Activity: Return every line of the entries that includes the word "model".

Data for this exercise:
□ □ □

PR #714, opened 2022-02-22
Fixed bug where some user provided values that can be set to 0 were s…

gapra-msft:
…et to default value

### DIFF
--- a/common/config/config_parser.go
+++ b/common/config/config_parser.go
@@ -216,22 +216,21 @@ func UnmarshalKey(key string, obj interface{}) error {
 	if err != nil {
 		return fmt.Errorf("config error: unmarshalling [%v]", err)
 	}
-	userOptions.envTree.MergeWithKey(key, obj, func(val interface{}) (interface{}, interface{}, bool) {
+	userOptions.envTree.MergeWithKey(key, obj, func(val interface{}) (interface{}, bool) {
 		envVar := val.(string)
 		res, ok := os.LookupEnv(envVar)
 		if ok {
-			return res, "", true
-		} else if res == "" {
-			return "", "", false
+			return res, true
+		} else {
+			return "", false
 		}
-		return "", "", false
 	})
-	userOptions.flagTree.MergeWithKey(key, obj, func(val interface{}) (interface{}, interface{}, bool) {
+	userOptions.flagTree.MergeWithKey(key, obj, func(val interface{}) (interface{}, bool) {
 		flag := val.(*pflag.Flag)
 		if flag.Changed {
-			return flag.Value.String(), flag.DefValue, true
+			return flag.Value.String(), true
 		} else {
-			return "", flag.DefValue, true
+			return "", false
 		}
 	})
 	return nil
@@ -244,22 +243,21 @@ func Unmarshal(obj interface{}) error {
 	if err != nil {
 		return fmt.Errorf("config error: unmarshalling [%v]", err)
 	}
-	userOptions.envTree.Merge(obj, func(val interface{}) (interface{}, interface{}, bool) {
+	userOptions.envTree.Merge(obj, func(val interface{}) (interface{}, bool) {
 		envVar := val.(string)
 		res, ok := os.LookupEnv(envVar)
 		if ok {
-			return res, "", true
-		} else if res == "" {
-			return "", "", false
+			return res, true
+		} else {
+			return "", false
 		}
-		return "", "", false
 	})
-	userOptions.flagTree.Merge(obj, func(val interface{}) (interface{}, interface{}, bool) {
+	userOptions.flagTree.Merge(obj, func(val interface{}) (interface{}, bool) {
 		flag := val.(*pflag.Flag)
 		if flag.Changed {
-			return flag.Value.String(), flag.DefValue, true
+			return flag.Value.String(), true
 		} else {
-			return "", flag.DefValue, true
+			return "", false
 		}
 	})
 
@@ -276,6 +274,10 @@ func SetBool(key string, val bool) {
 
 func IsSet(key string) bool {
 	return viper.IsSet(key)
+}
+
+func IsCLISet(key string) bool {
+	return userOptions.flags.Lookup(key) != nil && userOptions.flags.Lookup(key).Changed
 }
 
 //AttachToFlagSet is used to attach the flags in config to the cmd flags
--- a/common/config/config_parser.go
+++ b/common/config/config_parser.go
@@ -273,11 +273,18 @@ func SetBool(key string, val bool) {
 }
 
 func IsSet(key string) bool {
-	return viper.IsSet(key)
-}
-
-func IsCLISet(key string) bool {
-	return userOptions.flags.Lookup(key) != nil && userOptions.flags.Lookup(key).Changed
+	if viper.IsSet(key) {
+		return true
+	}
+	pieces := strings.Split(key, ".")
+	node := userOptions.flagTree.head
+	for _, s := range pieces {
+		node = node.children[s]
+		if node == nil {
+			return false
+		}
+	}
+	return node.value.(*pflag.Flag).Changed
 }
 
 //AttachToFlagSet is used to attach the flags in config to the cmd flags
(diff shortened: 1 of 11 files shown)


component/libfuse/libfuse.go
```diff
@@ -158,19 +158,19 @@ func (lf *Libfuse) Validate(opt *LibfuseOptions) error {
 		}
 	}
 
-	if config.IsSet(compName + ".entry-expiration") {
+	if config.IsSet(compName + ".entry-expiration-sec") {
```
vibhansa-msft, line 161: Here we check for IsSet, cant we use the same model in all components with respect to timeouts. Only if its set then use the configured value otherwise use default. File-cache/Attr-Cache/Stream/AzStorage all have some sort of timeout related configuration.

common/config/keys_tree.go
```diff
@@ -240,7 +240,9 @@ func (tree *Tree) MergeWithKey(key string, obj interface{}, getValue func(val in
 					tree.MergeWithKey(subKey, elem.Field(i).Addr().Interface(), getValue)
 				} else if elem.Field(i).Type().Kind() == reflect.Ptr {
 					subKey := key + "." + idx
-					tree.MergeWithKey(subKey, elem.Field(i).Elem().Addr().Interface(), getValue)
+					if !elem.Field(i).IsNil() {
```
vibhansa-msft, line 243: Will this work while we merge config/cli/env ? like in config if it was not there then tree will not have the element. If we merge with condition that it should have been there that might fail.

gapra-msft: Shouldnt affect anything except pointer fields

gapra-msft: Regardless if the Field is Nil, the call to Addr() will fail

component/libfuse/libfuse.go
gapra-msft: I can change this.

component/attr_cache/attr_cache.go
```diff
@@ -123,10 +123,10 @@ func (ac *AttrCache) Configure() error {
 		return fmt.Errorf("config error in %s [%s]", ac.Name(), err.Error())
 	}
 
-	if conf.Timeout != 0 {
-		ac.cacheTimeout = conf.Timeout
-	} else {
+	if conf.Timeout == nil {
```
vibhansa-msft, line 126: that IsSet() model if it works better to use that here instead of converting type to pointer

setup/baseConfig.yaml
```diff
@@ -26,9 +26,9 @@ components:
 # Libfuse configuration
 libfuse:
   default-permission: 0777|0666|0644|0444 <default permissions to be presented for block blobs>
-  attribute-expiration-sec: <time kernel can cache inode attributes (in sec)>
-  entry-expiration-sec: <time kernel can cache directory listing attributes (in sec)>
-  negative-entry-expiration-sec: <time kernel can cache attributes of non existant paths (in sec)>
+  attribute-expiration-sec: <time kernel can cache inode attributes (in sec). Default - 120>
```
vibhansa-msft, line 29: We have defined cli flags for these parameters. Can you confirm names given in that register function are correct and matching.

component/libfuse/libfuse.go
vibhansa-msft: These fields are also read from CLI and config file. Issue here shall be same as that of attr-cache then.

setup/baseConfig.yaml
gapra-msft: Yes, they match

component/attr_cache/attr_cache.go
```diff
@@ -521,7 +521,7 @@ func NewAttrCacheComponent() internal.Component {
 // On init register this component to pipeline and supply your constructor
 func init() {
 	internal.AddComponent(compName, NewAttrCacheComponent)
-	attrCacheTimeout := config.AddInt32Flag("attr-cache-timeout", int32(defaultAttrCacheTimeout), "attribute cache timeout")
+	attrCacheTimeout := config.AddUint32Flag("attr-cache-timeout", 0, "attribute cache timeout")
```
vibhansa-msft, line 524: If IsSet works do we need to change the default value here ? If user has not given anything then let it be to default value. Putting 0 here will fail the IsSet right ?

gapra-msft: This is the only way the is set works. I've tested this and if there is no timeout in attr cache or cli it will use 120

component/libfuse/libfuse.go
gapra-msft: I dont think this is an actual issue. I think I was testing the wrong thing yesterday

component/attr_cache/attr_cache.go
vibhansa-msft: I think I have some misunderstanding here. So when we specify the cli-flags we also mention a default value. So ideally if user has not provided anything in cli options then code trying to get its value shall get the default value. If it does not populate the value to default then what is the point of defining default value here? If we are saying not giving this option on cli yeilds 0 then in most cases it will be 0 only. If we are adding attr-cache in pipeline it means user wants to cache but then value 0 will just contradict it. As long as this component is there in pipeline value 0 shall be the last value that we expect. If user misses to provide the value that is where we want the default value.

gapra-msft: unfortunately if you look at the code in keys_tree it uses if the value is 0 or not to determine if it was set. So technically the CLI function will not work if we pass in --cli=0 -> this will bump it to default

vibhansa-msft: this is also wrong. User can set file-cache-timeout or fuse timeouts to 0 through cli. So if its not working that way then lets fix that as well

vibhansa-msft: "not provided", "zero value", "non zero value" shall be three different state and all possible combination of those shall be supported.

vibhansa-msft, line 524: Now we can restore this 0 to its original default value right?

component/file_cache/file_cache.go
```diff
@@ -179,7 +180,11 @@ func (c *FileCache) Configure() error {
 	}
 
 	c.createEmptyFile = conf.CreateEmptyFile
-	c.cacheTimeout = conf.Timeout
+	if config.IsSet(compName + ".timeout-sec") {
```
vibhansa-msft, line 183: file-cache-timeout is also a cli enable flag so we shall be checking both as you have done in attr-cache

common/config/config_parser.go
```diff
@@ -278,6 +276,10 @@ func IsSet(key string) bool {
 	return viper.IsSet(key)
 }
 
+func IsCLISet(key string) bool {
```
vibhansa-msft, line 279: So now we are putting this extra condition check in all components. Can we instead call this implicitly inside IsSet() itself so that component need to call just one method. I understand that cli and config param name differs but those clis are also mapped to the component config so there might be a way to do this.

tasherif-msft:
can we add some tests for this change?

component/file_cache/file_cache.go
gapra-msft: actually looks like its not enabled in CLI, I can add it

component/attr_cache/attr_cache.go
gapra-msft: done

common/config/config_parser.go
```diff
@@ -275,7 +273,18 @@ func SetBool(key string, val bool) {
 }
 
 func IsSet(key string) bool {
-	return viper.IsSet(key)
+	if viper.IsSet(key) {
```
tasherif-msft, line 276: what are we doing here?

tasherif-msft (approved):

common/config/config_parser.go
gapra-msft: first checking if its in config otherwise travel through the flag tree and see if its provided there

common/config/config_parser.go
vibhansa-msft: only issue here is the cli flag and config flag name differs so we need to see how a single call can resolve this

souravgupta-msft (approved):

common/config/config_parser.go
gapra-msft: I've addressed this

vibhansa-msft (approved):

□ □ □

Finished task:
vibhansa-msft, line 161: Here we check for IsSet, cant we use the same model in all components with respect to timeouts. Only if its set then use the configured value otherwise use default. File-cache/Attr-Cache/Stream/AzStorage all have some sort of timeout related configuration.
vibhansa-msft, line 126: that IsSet() model if it works better to use that here instead of converting type to pointer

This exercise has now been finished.